# MLS “Considering”  Pulling Out of DA



## Not_that_Serious (Jan 12, 2019)

Was part of the ODP thread. Someone finally reporting on the rumor. Given US Soccer got rid of U12 DA, looks like US Soccer actually listening to coaches with influence. If MLS doesn’t pull out it will be because current 2nd tier DA clubs will concede everything MLS wants, including their underwear, to keep the system structure as is. Professional coaches, who don’t use DA as a selling tool, pushed for the change. Was told this was pretty much a done deal, just a matter of when.
https://www.socceramerica.com/publications/article/80950/mls-clubs-consider-leaving-the-development-academy.html


----------



## espola (Jan 12, 2019)

...which will make the remaining DA more of a mockery than it is now.


----------



## Not_that_Serious (Jan 12, 2019)

espola said:


> ...which will make the remaining DA more of a mockery than it is now.


Coaches said they are trying to fix it but it’s more MLS wanting to do what they want - they should be separated and they should keep the DA name.


----------



## espola (Jan 12, 2019)

Not_that_Serious said:


> Coaches said they are trying to fix it but it’s more MLS wanting to do what they want - they should be separated and they should keep the DA name.


It's easy to see that the MLS teams have always had an advantage over the teams from other DA clubs in image, finances (isn't MLS DA free for players?), and available coaching staff.  If they formally separate themselves from the others they lose nothing of that, whereas the remainders might see it as a kick in the face, especially if USSF does nothing about it.  

Meanwhile, in soccer-rich but MLS-poor backwaters like San Diego County, nothing new.


----------



## PaytoplayinLancaster? (Jan 12, 2019)

The moment you separate MLS and other quality teams within DA, you need to call it something different (DA2) or cut the weak teams altogether.  If US Soccer won’t invest in DA so that kids from non MLS teams can play for free, then why don’t they fund some international tournaments regionally throughout the country for all of DA?  At least the weaker teams are getting beat by somebody different and the MLS teams get their international tests.


----------



## espola (Jan 12, 2019)

PaytoplayinLancaster? said:


> The moment you separate MLS and other quality teams within DA, you need to call it something different (DA2) or cut the weak teams altogether.  If US Soccer won’t invest in DA so that kids from non MLS teams can play for free, then why don’t they fund some international tournaments regionally throughout the country for all of DA?  At least the weaker teams are getting beat by somebody different and the MLS teams get their international tests.
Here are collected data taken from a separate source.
PR #1561, opened 2026-08-28
feat: add Ling-3 serving with replicated MoE and recurrent radix cache

cjx0709:
## Purpose

This draft is a shared checkpoint for Ling-3.0 Tiny bring-up and follow-up testing. It is not being prepared for upstream merge yet.

## Scope

- add `BailingMoeV3` configuration and Ling-3 Tiny/Flash model definitions
- load the public `inclusionAI/Ling-3.0-tiny` Hugging Face checkpoint, including the hybrid KDA + MLA path
- run the v7x-8 target with attention DP=8 and EP=1
- keep all 128 routed experts fully replicated on every DP rank while retaining the existing `epmoe` backend interface
- support recurrent `UnifiedRadixCache`, overlap scheduling, and cache-first DP affinity for multi-turn Agent traffic
- integrate the Ling-3 reasoning parser and tool-call parser
- preserve the model-native long-context limit; no serving-side context-length override is added

## Runtime contract

- Hardware: one TPU v7x-8 slice (`2x2x1`, 8 devices)
- Parallelism: `--tp-size 8 --dp-size 8 --ep-size 1`
- MoE: `--moe-backend epmoe`, with Ling-3 Tiny experts fully replicated rather than EP-sharded
- Scheduling: `--dp-schedule-policy cache_aware`; an eligible rank holding the longest reusable prefix is preferred before load balancing
- Radix cache: unified recurrent radix tree with the recurrent extra buffer enabled
- Overlap scheduling: enabled by default; do not pass `--disable-overlap-schedule`
- Long context: do not pass `--context-length`; the checkpoint declares a native 131072-token context window
- Model source: Hugging Face, persisted once and mounted at `/models/Ling-3.0-tiny`

Replicated quantized experts are not implemented in this checkpoint.

## Prepare the model

Use the Hugging Face checkpoint, not ModelScope. For a local machine with a writable `/models` directory:

```bash
python -m pip install -U "huggingface_hub[cli]"

export MODEL_DIR=/models/Ling-3.0-tiny
mkdir -p "$MODEL_DIR"
hf download inclusionAI/Ling-3.0-tiny --local-dir "$MODEL_DIR"
```

For Falcon/GKE, upload this Hugging Face snapshot to persistent object storage once, then mount that bucket prefix read-only at `/models/Ling-3.0-tiny`. Subsequent tasks should start directly from the mounted path and must not download the checkpoint again.

## Known working TPU environment

From the repository root:

```bash
python3 -m pip install -q uv
uv venv --python 3.12 .venv-ling3
source .venv-ling3/bin/activate

uv pip install "jax[tpu]==0.10.2" \
  -f https://storage.googleapis.com/jax-releases/libtpu_releases.html
uv pip install -e python
uv pip install --upgrade "libtpu==0.0.42.1" \
  -f https://storage.googleapis.com/jax-releases/libtpu_releases.html

export PYTHONPATH="$PWD/python${PYTHONPATH:+:$PYTHONPATH}"
```

## Start Ling-3.0 Tiny on v7x-8

```bash
export MODEL_DIR=/models/Ling-3.0-tiny

python -u -m sgl_jax.launch_server \
  --model-path "$MODEL_DIR" \
  --served-model-name ling3-tiny \
  --trust-remote-code \
  --reasoning-parser ling3 \
  --tool-call-parser ling3 \
  --device tpu \
  --tp-size 8 \
  --dp-size 8 \
  --ep-size 1 \
  --moe-backend epmoe \
  --attention-backend fa \
  --dp-schedule-policy cache_aware \
  --enable-cache-report \
  --enable-unified-radix-tree \
  --enable-recurrent-extra-buffer \
  --page-size 256 \
  --chunked-prefill-size 512 \
  --recurrent-track-interval 512 \
  --max-recurrent-state-size 256 \
  --max-running-requests 64 \
  --precompile-bs-paddings 8 16 32 64 \
  --mem-fraction-static 0.6 \
  --dtype bfloat16 \
  --random-seed 42 \
  --host 0.0.0.0 \
  --port 30000
```

There is intentionally no `--disable-overlap-schedule` and no serving-side `--context-length` argument in this command.

Check readiness and the effective server configuration:

```bash
curl -fsS http://127.0.0.1:30000/health
curl -fsS http://127.0.0.1:30000/get_server_info > /tmp/ling3-server-info.json
```

Thinking-mode OpenAI request example:

```bash
curl -sS http://127.0.0.1:30000/v1/chat/completions \
  -H 'Content-Type: application/json' \
  -d '{
    "model": "ling3-tiny",
    "messages": [{"role": "user", "content": "Solve the problem carefully and give the final answer."}],
    "temperature": 1.0,
    "top_p": 0.95,
    "top_k": 20,
    "max_tokens": 128000,
    "chat_template_kwargs": {"enable_thinking": true}
  }'
```

`max_tokens` above is a request-side completion budget, not a serving-side context cap. For real prompts, keep prompt plus completion within the model-native context window.

## Follow-up probes

Multi-turn Agent quality, Radix reuse, and DP-rank affinity:

```bash
python benchmark/hicache/bench_ling3_multiturn_agent.py \
  --server-url http://127.0.0.1:30000 \
  --model ling3-tiny \
  --sessions 32 \
  --parallel 32 \
  --max-tokens 4096 \
  --expected-dp-size 8 \
  --min-quality-rate 0.95 \
  --output-json /tmp/ling3-multiturn-agent.json
```

Concurrent prefix diversity and Radix correctness:

```bash
python benchmark/hicache/bench_ling3_radix_correctness.py \
  --server-url http://127.0.0.1:30000 \
  --parallel-list 8 32 64 \
  --families 8 \
  --branches 8 \
  --expected-dp-size 8 \
  --output-json /tmp/ling3-radix-correctness.json
```

Bounded GPQA Diamond thinking-mode check:

```bash
python test/srt/run_eval.py \
  --base-url http://127.0.0.1:30000 \
  --model ling3-tiny \
  --eval-name gpqa \
  --num-examples 32 \
  --num-threads 16 \
  --temperature 1.0 \
  --top-p 0.95 \
  --top-k 20 \
  --max-tokens 128000 \
  --enable-thinking true \
  --checkpoint-path /tmp/ling3-gpqa32-checkpoint.jsonl
```

The checkpoint is appended and flushed after every completed example. Re-run the same command with `--resume-unextracted-only` to reuse completed answers and schedule only missing or unextracted examples. Avoid using a 32768-token completion budget to draw quality conclusions for thinking mode: long reasoning may not reach its final answer within that budget. Remove `--num-examples 32` when a full evaluation is desired.


python/sgl_jax/test/test_bailing_moe_v3.py
```diff
@@ -0,0 +1,348 @@
...
+from sgl_jax.srt.layers.attention.linear.kda_backend import KDAAttnBackend
+from sgl_jax.srt.layers.moe import EPMoE
+from sgl_jax.srt.model_loader.arch import get_model_architecture
+from sgl_jax.srt.models.bailing_moe_v3 import (
+    BailingKDAAttention,
+    BailingMLA,
+    BailingMoeV3DecoderLayer,
+    BailingMoeV3ForCausalLM,
+)
+from sgl_jax.srt.utils.mesh_utils import create_device_mesh
```
JamesBrianD, line 28: Remove this test file?

JamesBrianD:
help to add dvfs flag in the commands

python/sgl_jax/srt/layers/moe.py
```diff
@@ -72,25 +79,46 @@ def __init__(
...
+                axis_names=("expert", "tensor"),
+                axis_types=(jax.sharding.AxisType.Explicit, jax.sharding.AxisType.Explicit),
+            )
+
+            abstract_mesh = self.mesh.abstract_mesh
+            self.updated_mesh = abstract_mesh.update(
+                axis_sizes=(self.ep_size, self.tp_size), axis_names=("expert", "tensor")
+            )
+            wi_sharding = P("expert", None, "tensor")
+            wo_sharding = P("expert", "tensor", None)
```
JamesBrianD, line 121: The original tp size here is the world size //ep size. We should change it so that the tp size can be set independently.

python/sgl_jax/srt/configs/bailing_moe_v3.py
```diff
@@ -0,0 +1,236 @@
...
+        topk_group=4,
+        topk_method="noaux_tc",
+        score_function="sigmoid",
+        scoring_func="sigmoid",
+        routed_scaling_factor=2.5,
+        router_dtype="fp32",
+        # Ling-3-Tiny is served with attention DP. Keeping the complete expert
+        # table on every DP rank avoids EP dispatch/all-to-all for this small
+        # model and lets each rank evaluate its local tokens independently.
+        replicate_moe=True,
```
JamesBrianD, line 62: Could we avoid making `replicate_moe=True` the model-family default? This is reasonable for the Ling-3 Tiny DP=8/EP=1 serving setup, but the same config class is also used for Ling-3 Flash. Since the upstream Flash config does not define this private field, it will inherit `True` and replicate all 512 experts on every rank, defeating TP/EP weight sharding and likely causing OOM. Please default this to `False` and enable replication explicitly only for the Tiny serving configuration (or through an explicit runtime option).

cjx0709:
@JamesBrianD Thanks for comments, it is still a draft status, with the replicated moe and force cache aware mode. I think I can split it into 3 prs in this week: 1. support ling3 tiny and plus; 2. support replicated moe; 3. support force cache aware mode.(or 1/2 into one pr).

cjx0709:
close this pr according to https://github.com/sgl-project/sglang-jax/issues/1565 this RFC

Who are the "other quality teams"?  Do they offer deals equivalent to those of MLS DA teams?


----------



## jpeter (Jan 12, 2019)

Discussed in the DA rumor thread; http://www.socalsoccer.com/threads/boys-da-rumors.16214/page-5

Not sure the pull out method works but MLS academies moan & grown ever year about something (s),   ussda throws them a bone and there back.

Would $cost$ them even more to do something similar if they withdrew, but at this point who really knows, they haven't seen the return on the investment in 10 years yet?   Does DA need MLS academies more or vice a versa?


----------



## El Clasico (Jan 13, 2019)

Both DA and MLS academies need to invest, administer and run their own programs. Loose, meaningless affiliations with youth clubs (like man city/surf) are fine for branding and marketing purposes but both should run their own programs, not give DA status to clubs who do nothing different, so that each can be held accountable for their success or failure. As it is now, all 3 programs are failures (clubs, DA, MLS academies, except maybe Dallas FC) and nobody has to be held responsible for the failure to develop talent. About all these 3 are good at is making money which is fine if that is your true intention and you are clear about it.


----------



## PaytoplayinLancaster? (Jan 13, 2019)

El Clasico said:


> Both DA and MLS academies need to invest, administer and run their own programs. Loose, meaningless affiliations with youth clubs (like man city/surf) are fine for branding and marketing purposes but both should run their own programs, not give DA status to clubs who do nothing different, so that each can be held accountable for their success or failure. As it is now, all 3 programs are failures (clubs, DA, MLS academies, except maybe Dallas FC) and nobody has to be held responsible for the failure to develop talent. About all these 3 are good at is making money which is fine if that is your true intention and you are clear about it.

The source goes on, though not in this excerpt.